* **EXERCISE PROMPT**
With the line containing "- retain bare" as the start and the line containing "- let a value-codec" as the end, transcribe that span of the entries below exactly, including both.

[RECORDS SUPPLIED — start]

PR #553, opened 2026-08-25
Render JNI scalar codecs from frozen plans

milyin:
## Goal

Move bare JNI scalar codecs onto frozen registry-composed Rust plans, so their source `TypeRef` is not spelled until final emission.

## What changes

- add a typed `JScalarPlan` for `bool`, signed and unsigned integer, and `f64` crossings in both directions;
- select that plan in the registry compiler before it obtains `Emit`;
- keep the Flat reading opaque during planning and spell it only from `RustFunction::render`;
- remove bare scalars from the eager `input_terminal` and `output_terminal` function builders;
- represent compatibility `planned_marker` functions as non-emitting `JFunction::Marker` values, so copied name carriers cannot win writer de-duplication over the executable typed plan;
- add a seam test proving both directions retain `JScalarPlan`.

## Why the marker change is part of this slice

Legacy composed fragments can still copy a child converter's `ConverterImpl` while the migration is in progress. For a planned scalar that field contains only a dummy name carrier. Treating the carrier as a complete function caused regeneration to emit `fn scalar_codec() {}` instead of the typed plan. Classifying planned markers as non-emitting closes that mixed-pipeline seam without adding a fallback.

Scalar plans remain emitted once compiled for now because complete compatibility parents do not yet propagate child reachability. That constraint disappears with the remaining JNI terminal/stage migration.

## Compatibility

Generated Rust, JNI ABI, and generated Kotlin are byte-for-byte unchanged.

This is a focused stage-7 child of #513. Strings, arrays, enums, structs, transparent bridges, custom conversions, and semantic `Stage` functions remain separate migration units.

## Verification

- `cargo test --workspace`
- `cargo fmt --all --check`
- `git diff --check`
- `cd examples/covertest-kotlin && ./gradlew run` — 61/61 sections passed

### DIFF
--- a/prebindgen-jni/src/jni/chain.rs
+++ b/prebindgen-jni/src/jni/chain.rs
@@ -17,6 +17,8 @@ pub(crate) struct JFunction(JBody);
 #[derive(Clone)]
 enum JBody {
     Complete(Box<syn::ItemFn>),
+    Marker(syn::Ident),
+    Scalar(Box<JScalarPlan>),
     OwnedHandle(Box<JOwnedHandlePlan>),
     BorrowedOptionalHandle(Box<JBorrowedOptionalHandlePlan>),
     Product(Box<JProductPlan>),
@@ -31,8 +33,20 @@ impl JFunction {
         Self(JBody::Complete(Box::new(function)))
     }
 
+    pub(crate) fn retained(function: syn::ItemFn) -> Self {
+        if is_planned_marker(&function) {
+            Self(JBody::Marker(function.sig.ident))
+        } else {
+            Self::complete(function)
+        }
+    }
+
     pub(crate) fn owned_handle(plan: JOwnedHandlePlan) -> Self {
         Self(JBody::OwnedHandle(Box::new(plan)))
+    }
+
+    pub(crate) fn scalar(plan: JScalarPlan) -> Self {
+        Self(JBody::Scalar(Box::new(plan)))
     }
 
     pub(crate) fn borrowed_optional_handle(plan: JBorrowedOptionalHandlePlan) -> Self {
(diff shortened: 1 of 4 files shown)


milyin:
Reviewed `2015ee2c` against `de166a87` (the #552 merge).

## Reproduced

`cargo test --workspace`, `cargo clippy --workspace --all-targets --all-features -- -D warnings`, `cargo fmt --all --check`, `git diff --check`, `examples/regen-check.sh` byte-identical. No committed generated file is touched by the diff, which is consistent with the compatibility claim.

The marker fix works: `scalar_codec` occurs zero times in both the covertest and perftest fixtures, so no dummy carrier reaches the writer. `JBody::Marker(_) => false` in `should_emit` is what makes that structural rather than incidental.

[RECORDS SUPPLIED — finish]
[RECORDS SUPPLIED — start]

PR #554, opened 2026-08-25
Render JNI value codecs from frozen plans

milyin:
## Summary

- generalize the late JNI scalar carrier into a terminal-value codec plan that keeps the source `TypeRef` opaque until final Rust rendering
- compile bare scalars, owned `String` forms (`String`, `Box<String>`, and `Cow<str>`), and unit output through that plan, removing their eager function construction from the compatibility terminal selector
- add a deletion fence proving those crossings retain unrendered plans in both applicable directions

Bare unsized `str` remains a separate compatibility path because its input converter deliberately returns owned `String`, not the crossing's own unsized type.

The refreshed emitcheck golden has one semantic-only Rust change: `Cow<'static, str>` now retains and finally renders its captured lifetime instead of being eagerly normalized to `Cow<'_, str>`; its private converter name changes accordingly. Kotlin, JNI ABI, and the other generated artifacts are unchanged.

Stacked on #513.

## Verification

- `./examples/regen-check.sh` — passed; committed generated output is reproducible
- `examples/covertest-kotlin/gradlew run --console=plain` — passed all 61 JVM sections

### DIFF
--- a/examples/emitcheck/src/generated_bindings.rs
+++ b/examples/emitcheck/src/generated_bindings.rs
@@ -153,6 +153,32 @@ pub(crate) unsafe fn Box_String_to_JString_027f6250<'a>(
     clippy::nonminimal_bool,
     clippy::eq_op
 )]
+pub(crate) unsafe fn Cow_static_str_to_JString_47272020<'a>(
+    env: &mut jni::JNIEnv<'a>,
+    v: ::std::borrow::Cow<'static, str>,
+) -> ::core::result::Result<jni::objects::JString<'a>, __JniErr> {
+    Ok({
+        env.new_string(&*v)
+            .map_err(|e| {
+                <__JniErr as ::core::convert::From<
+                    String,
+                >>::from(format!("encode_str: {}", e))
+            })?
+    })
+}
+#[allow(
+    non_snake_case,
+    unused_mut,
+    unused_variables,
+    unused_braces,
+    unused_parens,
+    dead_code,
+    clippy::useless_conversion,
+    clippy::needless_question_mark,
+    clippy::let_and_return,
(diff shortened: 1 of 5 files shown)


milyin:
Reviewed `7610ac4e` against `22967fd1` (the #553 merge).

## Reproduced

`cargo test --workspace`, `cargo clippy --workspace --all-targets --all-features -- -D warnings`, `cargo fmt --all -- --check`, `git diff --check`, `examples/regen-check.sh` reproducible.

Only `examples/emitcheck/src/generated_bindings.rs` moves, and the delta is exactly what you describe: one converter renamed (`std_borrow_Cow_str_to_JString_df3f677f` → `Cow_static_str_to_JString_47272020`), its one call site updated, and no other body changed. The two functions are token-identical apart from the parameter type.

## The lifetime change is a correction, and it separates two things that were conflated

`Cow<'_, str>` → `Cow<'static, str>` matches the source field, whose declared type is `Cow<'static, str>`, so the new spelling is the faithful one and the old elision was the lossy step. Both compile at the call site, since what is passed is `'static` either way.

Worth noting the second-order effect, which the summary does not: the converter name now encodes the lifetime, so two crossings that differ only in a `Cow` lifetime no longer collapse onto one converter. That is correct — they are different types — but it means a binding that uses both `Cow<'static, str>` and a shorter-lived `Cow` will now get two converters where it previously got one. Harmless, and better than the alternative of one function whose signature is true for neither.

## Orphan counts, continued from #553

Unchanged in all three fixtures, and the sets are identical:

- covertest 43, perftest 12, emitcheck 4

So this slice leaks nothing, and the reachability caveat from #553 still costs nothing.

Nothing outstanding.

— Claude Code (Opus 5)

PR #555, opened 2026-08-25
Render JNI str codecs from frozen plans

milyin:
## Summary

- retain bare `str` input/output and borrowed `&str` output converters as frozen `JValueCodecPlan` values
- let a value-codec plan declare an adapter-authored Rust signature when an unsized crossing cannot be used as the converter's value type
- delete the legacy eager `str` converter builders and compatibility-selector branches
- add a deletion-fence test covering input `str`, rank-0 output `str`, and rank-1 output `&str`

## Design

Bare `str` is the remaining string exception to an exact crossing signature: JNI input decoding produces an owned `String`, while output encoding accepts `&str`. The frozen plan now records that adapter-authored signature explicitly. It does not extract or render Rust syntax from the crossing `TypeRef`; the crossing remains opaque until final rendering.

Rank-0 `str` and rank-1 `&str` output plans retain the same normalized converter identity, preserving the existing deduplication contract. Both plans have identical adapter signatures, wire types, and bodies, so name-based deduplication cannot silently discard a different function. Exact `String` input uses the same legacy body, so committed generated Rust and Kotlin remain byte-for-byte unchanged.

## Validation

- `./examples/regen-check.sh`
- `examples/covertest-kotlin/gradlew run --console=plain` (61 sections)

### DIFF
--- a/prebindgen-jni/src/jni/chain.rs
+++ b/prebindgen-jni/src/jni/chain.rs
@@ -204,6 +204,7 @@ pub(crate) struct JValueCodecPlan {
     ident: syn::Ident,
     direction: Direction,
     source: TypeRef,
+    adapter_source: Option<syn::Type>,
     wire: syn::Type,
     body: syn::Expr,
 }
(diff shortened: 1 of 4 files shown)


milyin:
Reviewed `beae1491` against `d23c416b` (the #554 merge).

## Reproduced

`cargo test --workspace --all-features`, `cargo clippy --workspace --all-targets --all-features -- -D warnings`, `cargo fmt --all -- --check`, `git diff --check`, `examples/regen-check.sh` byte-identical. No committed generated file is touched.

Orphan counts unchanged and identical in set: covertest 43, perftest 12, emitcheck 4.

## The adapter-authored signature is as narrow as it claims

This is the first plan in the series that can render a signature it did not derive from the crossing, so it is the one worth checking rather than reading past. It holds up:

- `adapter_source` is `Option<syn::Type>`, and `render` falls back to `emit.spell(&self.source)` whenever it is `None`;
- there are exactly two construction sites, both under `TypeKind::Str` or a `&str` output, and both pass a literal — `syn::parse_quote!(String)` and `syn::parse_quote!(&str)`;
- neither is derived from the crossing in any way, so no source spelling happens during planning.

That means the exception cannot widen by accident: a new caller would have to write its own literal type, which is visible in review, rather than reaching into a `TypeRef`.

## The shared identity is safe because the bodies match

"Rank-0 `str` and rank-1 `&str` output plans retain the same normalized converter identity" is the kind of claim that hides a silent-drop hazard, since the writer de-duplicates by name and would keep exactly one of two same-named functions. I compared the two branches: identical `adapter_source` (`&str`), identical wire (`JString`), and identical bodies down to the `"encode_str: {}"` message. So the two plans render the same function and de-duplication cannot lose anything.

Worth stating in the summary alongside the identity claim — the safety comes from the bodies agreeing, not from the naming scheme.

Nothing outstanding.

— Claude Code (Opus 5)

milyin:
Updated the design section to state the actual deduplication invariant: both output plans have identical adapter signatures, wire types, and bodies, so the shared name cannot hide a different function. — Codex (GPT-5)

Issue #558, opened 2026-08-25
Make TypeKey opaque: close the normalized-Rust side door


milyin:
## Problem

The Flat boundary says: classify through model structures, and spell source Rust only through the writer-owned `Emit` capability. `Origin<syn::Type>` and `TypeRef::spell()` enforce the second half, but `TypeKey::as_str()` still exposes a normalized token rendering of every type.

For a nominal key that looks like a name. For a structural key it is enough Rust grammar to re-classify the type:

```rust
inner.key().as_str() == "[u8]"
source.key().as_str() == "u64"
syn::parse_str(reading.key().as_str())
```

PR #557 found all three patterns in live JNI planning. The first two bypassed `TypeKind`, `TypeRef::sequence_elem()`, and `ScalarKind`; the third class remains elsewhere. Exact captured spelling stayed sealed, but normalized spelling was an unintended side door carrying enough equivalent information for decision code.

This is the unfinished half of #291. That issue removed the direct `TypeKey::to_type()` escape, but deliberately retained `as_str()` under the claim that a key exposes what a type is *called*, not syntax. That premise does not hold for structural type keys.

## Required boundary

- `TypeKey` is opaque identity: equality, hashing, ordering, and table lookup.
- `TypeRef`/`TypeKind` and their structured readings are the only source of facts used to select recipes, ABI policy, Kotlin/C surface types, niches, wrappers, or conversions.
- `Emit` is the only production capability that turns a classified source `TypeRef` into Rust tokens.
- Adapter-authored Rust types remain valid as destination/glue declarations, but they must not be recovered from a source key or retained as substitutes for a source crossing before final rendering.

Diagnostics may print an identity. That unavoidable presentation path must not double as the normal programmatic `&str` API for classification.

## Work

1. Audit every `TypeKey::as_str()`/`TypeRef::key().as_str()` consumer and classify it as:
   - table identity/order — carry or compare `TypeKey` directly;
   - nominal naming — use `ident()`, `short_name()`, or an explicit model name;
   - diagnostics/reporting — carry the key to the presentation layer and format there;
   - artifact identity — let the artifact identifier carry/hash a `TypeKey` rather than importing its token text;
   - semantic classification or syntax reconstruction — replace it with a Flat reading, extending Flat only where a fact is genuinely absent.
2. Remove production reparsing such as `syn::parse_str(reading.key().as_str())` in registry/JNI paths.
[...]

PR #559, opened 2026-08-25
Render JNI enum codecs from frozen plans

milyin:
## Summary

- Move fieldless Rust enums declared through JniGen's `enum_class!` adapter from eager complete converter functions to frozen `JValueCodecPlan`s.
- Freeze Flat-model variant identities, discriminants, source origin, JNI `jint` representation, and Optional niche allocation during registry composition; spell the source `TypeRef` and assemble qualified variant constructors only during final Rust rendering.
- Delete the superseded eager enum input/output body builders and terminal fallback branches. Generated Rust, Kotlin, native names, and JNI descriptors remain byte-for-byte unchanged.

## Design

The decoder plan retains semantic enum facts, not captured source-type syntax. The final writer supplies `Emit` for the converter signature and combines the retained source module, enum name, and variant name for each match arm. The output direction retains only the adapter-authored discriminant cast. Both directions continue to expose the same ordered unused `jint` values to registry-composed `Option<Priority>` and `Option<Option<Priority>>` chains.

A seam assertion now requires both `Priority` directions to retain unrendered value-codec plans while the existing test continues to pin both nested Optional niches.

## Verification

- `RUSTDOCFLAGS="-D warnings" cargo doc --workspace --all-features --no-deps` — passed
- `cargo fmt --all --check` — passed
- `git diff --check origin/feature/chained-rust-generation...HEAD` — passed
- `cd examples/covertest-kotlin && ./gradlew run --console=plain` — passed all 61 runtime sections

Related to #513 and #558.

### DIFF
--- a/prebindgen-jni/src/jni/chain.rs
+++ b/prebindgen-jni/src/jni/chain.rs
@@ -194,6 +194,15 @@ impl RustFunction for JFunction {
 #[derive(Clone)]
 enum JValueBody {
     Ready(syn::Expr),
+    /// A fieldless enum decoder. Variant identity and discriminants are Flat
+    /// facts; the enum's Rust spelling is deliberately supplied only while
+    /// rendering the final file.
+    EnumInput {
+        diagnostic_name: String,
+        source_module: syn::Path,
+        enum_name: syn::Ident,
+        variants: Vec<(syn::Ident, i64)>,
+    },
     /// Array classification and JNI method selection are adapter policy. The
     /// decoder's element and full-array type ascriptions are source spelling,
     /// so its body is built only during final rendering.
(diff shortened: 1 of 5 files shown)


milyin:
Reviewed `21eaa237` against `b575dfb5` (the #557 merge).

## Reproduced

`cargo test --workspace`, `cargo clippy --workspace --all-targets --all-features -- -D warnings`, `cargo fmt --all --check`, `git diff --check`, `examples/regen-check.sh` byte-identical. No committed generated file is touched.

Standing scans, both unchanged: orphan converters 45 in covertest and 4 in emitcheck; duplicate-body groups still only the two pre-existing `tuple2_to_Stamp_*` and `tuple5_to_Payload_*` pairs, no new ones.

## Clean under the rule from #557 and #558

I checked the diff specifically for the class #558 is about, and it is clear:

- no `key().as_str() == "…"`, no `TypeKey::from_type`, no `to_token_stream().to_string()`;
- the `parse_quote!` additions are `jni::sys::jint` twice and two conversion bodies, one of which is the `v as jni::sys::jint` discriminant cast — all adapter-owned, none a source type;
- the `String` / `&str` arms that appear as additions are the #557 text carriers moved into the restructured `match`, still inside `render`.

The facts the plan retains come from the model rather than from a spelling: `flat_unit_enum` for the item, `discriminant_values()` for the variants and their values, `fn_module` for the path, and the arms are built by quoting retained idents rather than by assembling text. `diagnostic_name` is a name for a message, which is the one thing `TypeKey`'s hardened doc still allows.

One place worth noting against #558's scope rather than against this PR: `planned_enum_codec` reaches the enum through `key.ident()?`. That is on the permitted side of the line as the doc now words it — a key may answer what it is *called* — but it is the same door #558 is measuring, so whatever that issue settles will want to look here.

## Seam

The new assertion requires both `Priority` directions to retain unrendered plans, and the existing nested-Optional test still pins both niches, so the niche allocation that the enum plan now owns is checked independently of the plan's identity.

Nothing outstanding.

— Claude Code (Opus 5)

[RECORDS SUPPLIED — finish]
[RECORDS SUPPLIED — start]

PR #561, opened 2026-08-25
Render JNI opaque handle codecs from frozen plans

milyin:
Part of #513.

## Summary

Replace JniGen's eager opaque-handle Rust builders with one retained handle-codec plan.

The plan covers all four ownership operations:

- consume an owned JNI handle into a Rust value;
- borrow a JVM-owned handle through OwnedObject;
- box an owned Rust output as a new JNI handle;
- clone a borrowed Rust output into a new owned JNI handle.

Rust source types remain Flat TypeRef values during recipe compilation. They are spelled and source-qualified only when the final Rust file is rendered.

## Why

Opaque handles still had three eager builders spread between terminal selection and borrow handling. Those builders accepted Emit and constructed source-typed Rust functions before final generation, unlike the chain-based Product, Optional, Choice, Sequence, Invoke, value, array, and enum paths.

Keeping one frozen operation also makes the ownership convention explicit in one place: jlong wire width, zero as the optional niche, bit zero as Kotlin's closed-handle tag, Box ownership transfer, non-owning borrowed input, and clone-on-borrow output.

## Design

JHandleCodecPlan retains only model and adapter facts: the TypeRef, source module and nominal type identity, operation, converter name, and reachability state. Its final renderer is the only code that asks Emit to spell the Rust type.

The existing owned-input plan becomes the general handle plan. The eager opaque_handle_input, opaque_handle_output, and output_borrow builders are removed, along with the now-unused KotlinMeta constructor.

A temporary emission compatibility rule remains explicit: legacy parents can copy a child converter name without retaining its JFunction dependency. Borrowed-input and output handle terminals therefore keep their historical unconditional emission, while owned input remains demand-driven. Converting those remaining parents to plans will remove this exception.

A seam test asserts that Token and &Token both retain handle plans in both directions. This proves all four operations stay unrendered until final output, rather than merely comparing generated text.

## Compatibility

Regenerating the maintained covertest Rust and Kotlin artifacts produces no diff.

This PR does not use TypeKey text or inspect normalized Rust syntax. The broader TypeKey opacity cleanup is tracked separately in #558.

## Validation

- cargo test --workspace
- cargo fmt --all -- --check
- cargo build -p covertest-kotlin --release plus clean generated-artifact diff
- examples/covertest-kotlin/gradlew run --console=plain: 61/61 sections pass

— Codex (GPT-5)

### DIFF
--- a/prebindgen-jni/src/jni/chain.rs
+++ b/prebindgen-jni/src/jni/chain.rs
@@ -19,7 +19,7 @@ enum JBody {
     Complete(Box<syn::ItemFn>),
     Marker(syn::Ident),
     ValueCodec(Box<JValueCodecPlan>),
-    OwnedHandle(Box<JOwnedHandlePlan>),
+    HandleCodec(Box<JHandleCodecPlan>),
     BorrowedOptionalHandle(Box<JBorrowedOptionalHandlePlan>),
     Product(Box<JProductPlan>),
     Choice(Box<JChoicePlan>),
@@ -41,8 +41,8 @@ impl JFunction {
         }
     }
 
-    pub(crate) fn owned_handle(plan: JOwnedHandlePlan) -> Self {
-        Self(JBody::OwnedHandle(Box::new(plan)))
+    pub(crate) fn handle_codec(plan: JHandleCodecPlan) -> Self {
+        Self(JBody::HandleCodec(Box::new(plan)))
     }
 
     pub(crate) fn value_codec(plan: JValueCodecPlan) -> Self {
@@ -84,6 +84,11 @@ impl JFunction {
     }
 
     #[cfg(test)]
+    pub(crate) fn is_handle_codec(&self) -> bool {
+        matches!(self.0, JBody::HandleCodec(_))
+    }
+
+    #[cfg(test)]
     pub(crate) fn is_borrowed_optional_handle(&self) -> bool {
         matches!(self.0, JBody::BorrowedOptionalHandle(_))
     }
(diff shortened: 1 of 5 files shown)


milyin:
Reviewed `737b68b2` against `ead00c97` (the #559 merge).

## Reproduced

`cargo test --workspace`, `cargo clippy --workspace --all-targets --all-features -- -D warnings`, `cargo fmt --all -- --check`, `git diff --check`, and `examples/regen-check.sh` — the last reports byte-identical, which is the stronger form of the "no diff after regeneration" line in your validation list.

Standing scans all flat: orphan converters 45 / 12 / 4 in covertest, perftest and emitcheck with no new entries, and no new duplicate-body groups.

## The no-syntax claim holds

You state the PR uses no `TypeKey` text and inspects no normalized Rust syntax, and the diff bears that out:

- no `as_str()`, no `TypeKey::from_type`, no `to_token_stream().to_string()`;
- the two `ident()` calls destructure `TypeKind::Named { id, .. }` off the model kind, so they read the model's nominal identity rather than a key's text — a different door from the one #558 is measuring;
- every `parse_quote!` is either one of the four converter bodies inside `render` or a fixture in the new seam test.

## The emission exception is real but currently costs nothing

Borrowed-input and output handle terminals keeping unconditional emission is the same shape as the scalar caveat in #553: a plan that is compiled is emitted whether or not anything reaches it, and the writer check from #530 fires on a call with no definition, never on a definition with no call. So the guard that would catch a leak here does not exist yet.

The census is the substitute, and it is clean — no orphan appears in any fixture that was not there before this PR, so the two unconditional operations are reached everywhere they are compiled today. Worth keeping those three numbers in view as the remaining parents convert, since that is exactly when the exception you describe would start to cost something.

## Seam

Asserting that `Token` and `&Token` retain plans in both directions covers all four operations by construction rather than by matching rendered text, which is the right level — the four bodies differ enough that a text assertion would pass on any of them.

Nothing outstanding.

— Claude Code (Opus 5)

[RECORDS SUPPLIED — finish]

* **SOLUTION FOR THIS EXERCISE**
- retain bare `str` input/output and borrowed `&str` output converters as frozen `JValueCodecPlan` values
- let a value-codec plan declare an adapter-authored Rust signature when an unsized crossing cannot be used as the converter's value type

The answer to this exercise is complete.